Select Edit from the menu options.
Update YAML definitions, metadata, associated streams, or execution schedules.
Click Save changes to update the rule.
Note
Sigma rules from Illuminate packs derive their rule logic and configuration settings from the content packs, so you can only edit these rules to add notifications and filters but not the actual rule logic.
Clone Rule
If you want to create a variant of an existing rule:
Click the ellipsis (⋯) next to the rule.
Choose Clone from the menu options.
Edit the cloned rule’s contents to customize it.

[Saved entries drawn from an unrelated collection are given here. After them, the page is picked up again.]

PR #214, opened 2022-07-27
Use consistent action identifiers when attaching button actions

jacobsimeon:
When adding a button action *that should replace another button action*,
it's crucial that the two actions have the same identifier.

Per Apple's documentation:
> UIActions are uniqued based on their identifier, and subsequent
> actions with the same identifier replace previously added actions.

In the case of save/archive actions, the save action should be replaced
by the archive action, so the two need to have the same identifier.

https://getpocket.atlassian.net/browse/IN-724

### DIFF
--- a/PocketKit/Sources/PocketKit/Home/HomeRecommendationCellViewModel.swift
+++ b/PocketKit/Sources/PocketKit/Home/HomeRecommendationCellViewModel.swift
@@ -8,7 +8,7 @@ import CoreData
 class HomeRecommendationCellViewModel {
     let recommendation: Recommendation
     let overflowActions: [ItemAction]?
-    let saveAction: ItemAction?
+    let primaryAction: ItemAction?
     
     var isSaved: Bool {
         recommendation.item?.savedItem != nil &&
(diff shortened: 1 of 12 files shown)


dskuza:
@jacobsimeon We had a similar in another screen. I'm not opposed to this fix, but conceptually, the archive action is separate from the save action, so part of me would like to keep the identifiers unique, but I understand why you consolidated them. I'm just wondering if there's another solution. We did add a `recommendationPrimary` item action that could be reused here if we'd like. These actions are used in menus around the app. Will this affect those menus?

In `HomeViewModel`:
```swift
return .recommendationPrimary { [weak self] _ in
    if viewModel.isSaved {
        self?.archive(cell, at: indexPath)
    } else {
        self?.save(cell, at: indexPath)
    }
}
        ```

jacobsimeon:
I see what you're saying @dskuza and I like it. I'll change this up to use the recommendationPrimary action

dskuza (approved):

audie1:
No issues found on iPad/iPhone during testing, I did a lot of toggling and galumphing around the save button toggle, was never able to get the issue to resurface, QA Pass.

PR #216, opened 2022-08-01
Improve stability and reliability of Home and other code cleanup

jacobsimeon:
## Summary
This change is tantamount to a rewrite of `HomeViewModel`. The impetus for the change was to eliminate the various usages of multiple `NSFetchedResultsController` objects to observe changes to core data models. Doing all of this observation within individual objects causes unexpected behavior due to an unpredictable order in which the change handlers are invoked.
Instead of having multiple handlers, the HomeViewModel now simply responds to the `NSManagedObjectContext.didSaveObjectsNotification` and determines any cells that need to be updated (e.g. a SavedItem that has been favorited or a Recommendation that has been saved).

See notes below for other changes to adjacent code.

## References 
https://getpocket.atlassian.net/browse/IN-713
https://getpocket.atlassian.net/browse/IN-724
https://getpocket.atlassian.net/browse/IN-728

## Implementation Details
- HomeViewModel
    - Observe changes to recommendations and recent saves by directly handling core `NSManagedObjectContext.didSaveObjectsNotification`
    - Add `SeeAll` enum that encapsulates which “See All” button users tap and change the `tappedSeeAll` property to be of this new type. Coordinators can observe this property and update the navigation stack directly without having to circle back around to set `model.home.selectedSlateDetail`. 
    - Remove the `selectedSlateDetail` property entirely.
    - Simplify building of recommendation view models and their actions
        - Instead of passing around the cell, and then having to unwrap it to get to the associated `Recommendation` object, we unwrap the model one time and then pass the recommendation directly to various actions and analytics code.
    - provide `SectionHeaderViewModel` directly instead of forcing clients to create it on their own
    - Eliminate need to keep ahold of:
        - viewModels and viewModelSubscriptiosn (since we don’t need to observe changes anymore)
        - RecentSavesController and recentSavesViewModels
    - Re-organize methods by grouping related methods together in extensions labeled with `MARK: - Name of method group`
- Create `NSLayoutSection.empty()` method that provides a section that contains a single item w/ zero height & width
- Return `.empty()` section for recommendation carousels if the view model reports `numberOfCarouselItems` == 0
- HomeRecommendationViewModel:
    - Remove usage of fetched results controller to observe changes to `isSaved` since this is now done by HomeViewModel
- SlateDetailViewModel
    - Directly accept a `Slate` during initialization instead of passing in the ID and name
    - Observe core data changes via `NSManagedObjectContext.didSaveObjectsNotification` (similar to HomeViewModel)
    - Don’t reset slate to only five recommendations when popping back to Home (since that view knows to limit the number of carousel items to a max of 5)
- Remove RecentSavesController, SlateLineupController, and SlateController
- SlateService
    - Don’t delete unsaved items when fetching slate details
- Add RecentSavesCellElement that supports interacting with buttons
- Extract “SeeAll” enum so we can encapsulate the selected slate view model
- CompactHomeCoordinator: delegate to parent coordinator when tapping “My List” on Home
- SyncTests and PocketKitTests
    - Use consistent pattern for creating prebuilt core data models by adding extension methods to `Space` and eliminating static `.build()` methods (e.g. `SavedItem.build()`).

## PR Checklist:
- [x] Added Unit / UI tests
- [x] Basic Self QA


PocketKit/Sources/PocketKit/Home/HomeViewModel.swift
```diff
@@ -44,391 +43,209 @@ class HomeViewModel {
...
-            } else {
-                self?.save(cell, at: indexPath)
+                guard !recs.isEmpty else {
+                    continue
+                }
+                snapshot.appendSections([.slateCarousel(slate.objectID)])
+                snapshot.appendItems(
+                    recs[0...min(3, recs.endIndex - 1)].map { .recommendationCarousel($0.objectID) },
+                    toSection: .slateCarousel(slate.objectID)
+                )
```
cyndichin, line 171: previously, we didn't limit it to 3, why not just rely on passing the right data and use `recs.endIndex - 1`?

PocketKit/Sources/PocketKit/Home/HomeViewModel.swift
```diff
@@ -440,111 +257,255 @@ extension HomeViewModel {
...
+        case .loading, .slateCarousel:
+            return nil
+        }
+    }
+}
+
+// MARK: - Recent Saves Model & Actions
+extension HomeViewModel {
+    func numberOfRecentSavesItem() -> Int {
+        return 5
```
cyndichin, line 291: do we want to use the `recentSaves.count` from the fetchRequest or do we know that our limit is 5, so it's okay to put 5 here? Maybe add a constant to be used in both places?

cyndichin (commented):
Looks great so far, def seems a lot cleaner than what we had before! Few comments and I noticed that there was an issue when navigating to see all from the slates. Sometimes the items reload in different order and shows up in different collections as well.  See video attached. 

https://user-images.githubusercontent.com/6743397/182214910-4f520e52-38c4-429a-8faa-4da0e3c3a643.MP4

PocketKit/Sources/PocketKit/Home/HomeCollectionViewSectionProvider.swift
```diff
@@ -96,7 +95,10 @@ class HomeViewControllerSectionProvider {
     
     func carouselSection(for slateID: NSManagedObjectID, in viewModel: HomeViewModel, width: CGFloat) -> NSCollectionLayoutSection? {
         let numberOfCarouselItems = viewModel.numberOfCarouselItemsForSlate(with: slateID)
-        guard numberOfCarouselItems > 0 else { return nil }
+        guard numberOfCarouselItems > 0 else {
+            return .empty()
```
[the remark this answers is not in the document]
jacobsimeon: Yeah anywhere that we are returning `nil` for a `NSLayoutSection` should probably be changed to return `.empty()`. I can make that change.

PocketKit/Sources/PocketKit/Home/HomeViewModel.swift
jacobsimeon: Good catch, we should be returning the actual number of recents saves in the database

PocketKit/Sources/PocketKit/Home/HomeViewModel.swift
jacobsimeon: So we're accounting for this scenario:

1. User launches app and lands on Home
2. We fetch the entire slate lineup, with a maximum number of recommendations per slate of 5
3. User taps "See All" for a given slate
4. We fetch up to 25 recommendations for the slate the user tapped on
5. User pops back to Home
6. Now we have 25 recommendations in the database but we don't want that many in the carousel

We were previously accounting for this by using some more brute force logic to delete all the extra recommendations when popping back to home (there was a line in `CompactHomeCoordinator` that did this). But I thought it made more sense to leave the recommendations in the database until a full refresh of the slate lineup (that way we show all the recommendations if the user taps "See All" again).

PocketKit/Sources/PocketKit/Home/HomeViewModel.swift
```diff
@@ -44,391 +43,209 @@ class HomeViewModel {
...
-                .compactMap { $0 as? Recommendation }
-            ?? []
-
-            guard recs.isEmpty == false else {
+    func select(cell: HomeViewModel.Cell, at indexPath: IndexPath) {
+        switch cell {
+        case .loading:
+            return
+        case .recentSaves(let objectID):
+            guard let savedItem = source.mainContext.object(with: objectID) as? SavedItem else {
```
dskuza, line 186: We also have `source.object(id:)` at our disposal.

dskuza (commented):
I don't have much to add to @cyndichin's review, so I'll await those changes before I slap an approval on this pull request.

PocketKit/Sources/PocketKit/Home/HomeViewModel.swift
cyndichin: got it thanks @jacobsimeon  :) This is the function you are referring to right? `resetSlate(keeping: 5)`

PocketKit/Sources/PocketKit/Home/HomeCollectionViewSectionProvider.swift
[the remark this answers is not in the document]
cyndichin: thanks!

cyndichin (approved):
Looking great :D Home is a lot more stable! Thanks for improving it

PR #217, opened 2022-08-02
IN-700: Accessibility - Dynamic Fonts

cyndichin:
## Summary
Allow users to be able to read and view items in their preferred font size for Home, Slate Detail, My List / Archive

## References 
IN-723

## Implementation Details
Home
* Carousel cells are using a static height of 146, which gets scaled using `UIFontMetrics.default.scaledValue`, but because of additional white space for larger fonts, we cap this value to 300
* Hero Recommendation cells are configured based on the height calculations of the margins and views within the cell
* Set border on the view itself vs. content view because the content view was not resizing properly with the height change of the cell
* Added `maxScaleSize` to our Style extension as some labels we don't want to scale larger than a certain size (i.e. time to read, see all button, save)

SlateDetail
* Uses similar height calculation for a single card recommendation as Home 
* Difference is that we need to calculate the total height based on all the items (which was implemented previously)

MyList / Archive
* Remove `selection` view and configure background color on `button` so that view adjusts itself properly when preferred font changes
* Set `label.adjustsFontForContentSizeCategory = true` as text was not updating when switching between sizes

## Test Steps
- [ ] Given that I change my font settings to use small font, when I navigate to the app, then I should be able to have a good user experience in that size.
- [ ] Given that I change my font settings to use extra large font, when I navigate to the app, then I should be able to have a good user experience in that size.

## PR Checklist:
- [x] Basic Self QA

## Screenshots
Simulator Screen Shot - iPhone 8 - 2022-08-02 at 12 22 08
Simulator Screen Shot - iPhone 8 - 2022-08-02 at 12 22 28

### DIFF
--- a/PocketKit/Sources/PocketKit/Home/HomeCarouselItemCell.swift
+++ b/PocketKit/Sources/PocketKit/Home/HomeCarouselItemCell.swift
@@ -25,6 +25,7 @@ class HomeCarouselItemCell: UICollectionViewCell {
     private let titleLabel: UILabel = {
         let label = UILabel()
         label.numberOfLines = Constants.maxTitleLines
+        label.adjustsFontForContentSizeCategory = true
         label.setContentCompressionResistancePriority(.required, for: .vertical)
         return label
     }()
@@ -32,12 +33,14 @@ class HomeCarouselItemCell: UICollectionViewCell {
     private let domainLabel: UILabel = {
         let label = UILabel()
         label.numberOfLines = Constants.maxDetailLines
+        label.adjustsFontForContentSizeCategory = true
         return label
     }()
     
     private let timeToReadLabel: UILabel = {
         let label = UILabel()
         label.numberOfLines = Constants.maxDetailLines
+        label.adjustsFontForContentSizeCategory = true
         return label
     }()
 
@@ -118,6 +121,7 @@ class HomeCarouselItemCell: UICollectionViewCell {
         mainContentStack.translatesAutoresizingMaskIntoConstraints = false
         thumbnailView.translatesAutoresizingMaskIntoConstraints = false
         bottomStack.translatesAutoresizingMaskIntoConstraints = false
+        contentView.translatesAutoresizingMaskIntoConstraints = false
 
         thumbnailWidthConstraint = thumbnailView.widthAnchor.constraint(
             equalToConstant: StyleConstants.thumbnailSize.width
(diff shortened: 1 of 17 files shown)


PocketKit/Sources/PocketKit/Home/HomeCarouselItemCell.swift
```diff
@@ -25,19 +25,22 @@ class HomeCarouselItemCell: UICollectionViewCell {
     private let titleLabel: UILabel = {
         let label = UILabel()
         label.numberOfLines = Constants.maxTitleLines
+        label.adjustsFontForContentSizeCategory = true
```
jacobsimeon, line 28: Did this turn out to be strictly necessary? I would imagine that the font size is scaled when building the text attributes from the style here:
https://github.com/Pocket/pocket-ios/blob/d00f21443d7b4a6f97967d5b223743e06fa4ac8c/PocketKit/Sources/Textile/Style/Style%2BUIKit.swift#L141

PocketKit/Sources/PocketKit/Style/StyleConstants.swift
```diff
@@ -8,6 +8,10 @@ enum Margins: CGFloat {
   case wide = 32
 }
 
-enum StyleConstants {
+struct StyleConstants {
```
jacobsimeon, line 11: I actually like having this be an enum since it mainly serves as a container for a few static properties. Making it a struct would allow creating instances of `StyleConstants` which could get confusing since it has no instance properties or methods.

PocketKit/Sources/Textile/Style/Style.swift
```diff
@@ -63,6 +66,18 @@ public struct Style {
             backgroundColor: backgroundColorAsset
         )
     }
+    
+    public func with(maxScaleSize: CGFloat) -> Style {
```
jacobsimeon, line 70: Nice 👍

PocketKit/Sources/PocketKit/MyList/MyListTitleView.swift
```diff
@@ -88,18 +78,19 @@ class MyListTitleView: UIView {
...
 
     override func layoutSubviews() {
         super.layoutSubviews()
-
-        if selection.frame == .zero,
-           let selectedButton = buttons.first(where: \.isSelected) {
-            selection.frame = selectedButton.frame
+        
+        buttons.forEach { button in
+            button.layer.cornerRadius = 16
```
jacobsimeon, line 87: Digging through view hierarchies like this can lead to unexpected weirdness down the line if the hierarchy changes (i.e. if we add another kind of button).

I'm thinking we can configure these buttons to update the background color when their state changes by setting the `backgroundColorTransformer` on the background configuration.

```swift
class MyListSelectionButton: UIButton {
    // ...
    init(selection: MylistSelection, action: UIAction) {
        // ...
        configuration = UIButton.Configuration.plain()
        configuration?.background.backgroundColorTransformer = UIConfigurationColorTransformer { [weak self] _ in
            return isSelected ? UIColor(.ui.teal6) : .clear
        }
    }
}
```

jacobsimeon (commented):
Looking great. Just a couple of questions/thoughts for ya

jacobsimeon:
PS: I use the mini-sized phone and I have the dynamic text size set to a couple notches larger than the standard size so my eyes thank you for this one!

PocketKit/Sources/PocketKit/Home/HomeCarouselItemCell.swift
cyndichin: The fonts wouldn't scale if I background the app, changed the font size in Settings and then foreground the app. It does scale after closing and re-opening the app. Adding this change allows the fonts to adjust after the user navigates back to the app, without having to relaunch it.

PocketKit/Sources/PocketKit/Style/StyleConstants.swift
cyndichin: updated!

PocketKit/Sources/PocketKit/MyList/MyListTitleView.swift
cyndichin: good point, updated!

jacobsimeon (approved):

Save the new rule with unique metadata or correlation logic by clicking the Add rule button.
This capability is useful for adapting standard rules to specific environments. The new rule can be modified independently without affecting the original.
Download Rule
Click the ellipsis (⋯) next to the rule.
Select Download from the menu options. The rule is downloaded as a .yaml file.
This functionality is useful for backups, offline review, transferring rules between environments, or sharing with teams.
Edit Event Definition
Every Sigma rule is automatically associated with an event definition when created; however, you can edit event definitions by:
Click the ellipsis (⋯) next to the rule.
Select Edit Event Definition from the menu options. This action opens the associated event definition used for alerting when the rule is triggered.
Modify remediation notes attached to the event definition, add custom fields, and edit notification settings.
Warning
Do notchange the condition type of an event definition. This action breaks the connection between the Sigma rule and the event definition, and the rule no longer operates correctly. Changing the event type to either Filter & Aggregation or Correlationcreates a completely different event definition.
Delete Rule
This action permanently deletes the rule from Graylog. Before deletion, Graylog prompts for confirmation.
Warning
Deleting a rule also removes its detection logic and disables any linked alerts.
Bulk Actions
Use the check boxes on the left to select multiple rules, then apply bulk actions. The following functionality is available for bulk actions: enable, disable, add notification, download, and delete.
Note
Note that the bulk Add Notificationfeature is strictly additive. New notifications are added to existing rules, and existing notifications for the rules remain.
Manage Repositories
From the list of imported repositories located in the Sigma Repos tab, you can perform the following actions. These actions can be performed on a single repository by clicking the ellipsis to the right of a selected repository, then selecting the required action from the options listed below.
Edit: Update the branch or directories from which to source rules.
Import All: Imports all valid rules from a repository into Graylog.
Refresh: Refreshes the list of available rules, if for instance, rules have been added or changed in the Git repository.
Delete: Deletes the repository metadata from Graylog. The rules will no longer be available to import, but any rules that were added remain. Delete can also be done in bulk. Select multiple repository check boxes, click the Bulk Actions button, then select Delete.
All added repositories are shown in the Sigma Rules GIT Repos page.